In August 2009, the court issued its decision affirming the FERC’s order with regard to the existing facilities, but remanded to FERC the issue of the cost allocation associated with the new facilities 500 kV and above (Cost Allocation Issue) for further consideration by the FERC. On remand, FERC reaffirmed its earlier decision to socialize the costs of new facilities 500 kV and above. A number of parties filed appeals of these orders. In June 2014, the court again remanded the Cost Allocation Issue to FERC. On December 18, 2014, FERC issued an order setting an evidentiary hearing and settlement proceeding regarding the Cost Allocation Issue. The hearing only concerns new facilities approved by the PJM Board prior to February 1, 2013. As of September 30, 2015, settlement discussions are continuing.
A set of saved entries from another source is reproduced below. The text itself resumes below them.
Issue #2048, opened 2022-11-27
`numpy.distutils` is deprecated and may not be present, or broken - only use it conditionally


rgommers:
`numpy.distutils` wont be present on Python 3.12, and is fairly regularly broken by new `setuptools` releases even on older versions. So what is needed is to use it conditionally, only if it's present and it is actually needed.

I'll work on a PR for this.

PR #2049, opened 2022-11-27
Only use `numpy.distutils` conditionally

rgommers:
It's deprecated, is easily broken by new setuptools releases, and will not be present at all for Python >= 3.12

Closes gh-2048

### DIFF
--- a/omp/__init__.py
+++ b/omp/__init__.py
@@ -2,12 +2,10 @@
 
 from ctypes.util import find_library
 from subprocess import check_output, CalledProcessError, DEVNULL
-from numpy.distutils.misc_util import (
-    msvc_runtime_major, get_shared_lib_extension
-)
 import ctypes
 import os
 import sys
+import sysconfig
 
 try:
     # there may be an environ modification when loading config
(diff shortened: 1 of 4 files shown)


pythran/config.py
```diff
@@ -223,6 +221,7 @@ def parse_define(define):
 
     # numpy specific
     if python:
+        import numpy
```
serge-sans-paille, line 224: why moving the import here?

omp/__init__.py
```diff
@@ -18,6 +16,70 @@ def compiler():
 cxx = compiler()
 
 
+def get_shared_lib_extension(is_python_ext=False):
```
serge-sans-paille, line 19: Just in case: Is this function extracted from another codebase? If so, we should mention it somewhere.

pythran/config.py
```diff
@@ -246,18 +245,24 @@ def parse_define(define):
...
+                    # required to cope with atlas missing extern "C"
+                    extension['define_macros'].append('PYTHRAN_BLAS_{}'
+                                                      .format(user_blas.upper()))
+                    extension['libraries'].extend(numpy_blas.get('libraries', []))
+                    extension['library_dirs'].extend(
+                        numpy_blas.get('library_dirs', []))
+                    extension['include_dirs'].extend(
+                        numpy_blas.get('include_dirs', []))
+            except Exception:
+                # This may fail, because of setuptools backwards compat issues
```
serge-sans-paille, line 264: In that case, it should probably be an hard error, or at least a warning

pythran/dist.py
```diff
@@ -15,7 +15,13 @@
 
 from distutils.command.build_ext import build_ext as LegacyBuildExt
 
-from numpy.distutils.extension import Extension
+try:
+    # `numpy.distutils` is deprecated, and won't be present on Python >=3.12
+    # If it is installed, we need to use it though, so try-import it:
+    from numpy.distutils.extension import Extension
+except:
```
serge-sans-paille, line 22: `except ImportError` ?

serge-sans-paille:
@rgommers in the distuils-free world, is there an easy way to grab compilation-related stuff from numpy at all?

pythran/config.py
rgommers: ah no need, `numpy` is a hard requirement. this is the only place it's needed, and I thought there was a non-python case to worry about. but there's not, I'll move it back

omp/__init__.py
rgommers: yes, from `numpy.distutils`. I'll mention it.

pythran/config.py
rgommers: I agree. After some thinking about it, this is only opt-in functionality that isn't used by SciPy - and probably used very rarely. If it does not work, better for the user to know that.

pythran/dist.py
rgommers: Yes, I think that's fine here. Any breakage due to `setuptools` will still be translated to an import error.

rgommers:
> @rgommers in the distutils-free world, is there an easy way to grab compilation-related stuff from numpy at all?

We may still get numpy build-time info via `np.show_config()`. However, I'm not sure why we'd want that - what options the user's `numpy` install was built with should not be very relevant. Also, the info can be misleading. Both conda-forge and some Linux distros always build against Netlib BLAS in order to be able to switch BLAS libraries at runtime.

Is there anything you'd actually need to know from numpy?

rgommers:
Comments addressed. The question on whether any build-time info from `numpy` is needed is still relevant. At the moment some work is going into rewriting `np.show_config` for the Meson build, so anything that's needed we can easily add.

serge-sans-paille:
Thanks a lot @rgommers for this christmas gift. I'm a bit afraid of moving away from `distutils` because it has been hiding part of the low-level compiler complexity so far, but keeping it is a dead end anyway.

Because a new cost allocation had been adopted for projects approved by the PJM Board on or after February 1, 2013, this latest remand only involves the cost allocation for facilities 500 kV and above approved prior to that date. ComEd anticipates that all impacts of any rate design changes effective after December 31, 2006, should be recoverable through retail rates and, thus, the rate design changes are not expected to have a material impact on ComEd’s results of operations, cash flows or financial position. PECO anticipates that all impacts of any rate design changes should be recoverable through the transmission service charge rider approved in PECO’s 2010 electric distribution rate case settlement and, thus, the rate design changes are not expected to have a material impact on PECO’s results of operations, cash flows or financial position. To the extent any rate design changes are retroactive to periods prior to January 1, 2011, there may be an impact on PECO’s results of operations. BGE anticipates that all impacts of any rate design changes effective after the implementation of its standard offer service programs in Maryland should be recoverable through retail rates and, thus, the rate design changes are not expected to have a material impact on BGE’s results of operations, cash flows or financial position.
Demand Response Resource Order (Exelon, Generation, ComEd, PECO, BGE). On May 23, 2014, the D.C. Circuit Court issued an opinion vacating the FERC Order No. 745 (D.C. Circuit Decision). Order No. 745 established uniform compensation levels for demand response resources that participate in the day ahead and real-time wholesale energy markets. Under Order No. 745, buyers in ISO and RTO markets were required to pay demand response resources the full Locational Marginal Price when the demand response replaced a generation resource and was cost-effective.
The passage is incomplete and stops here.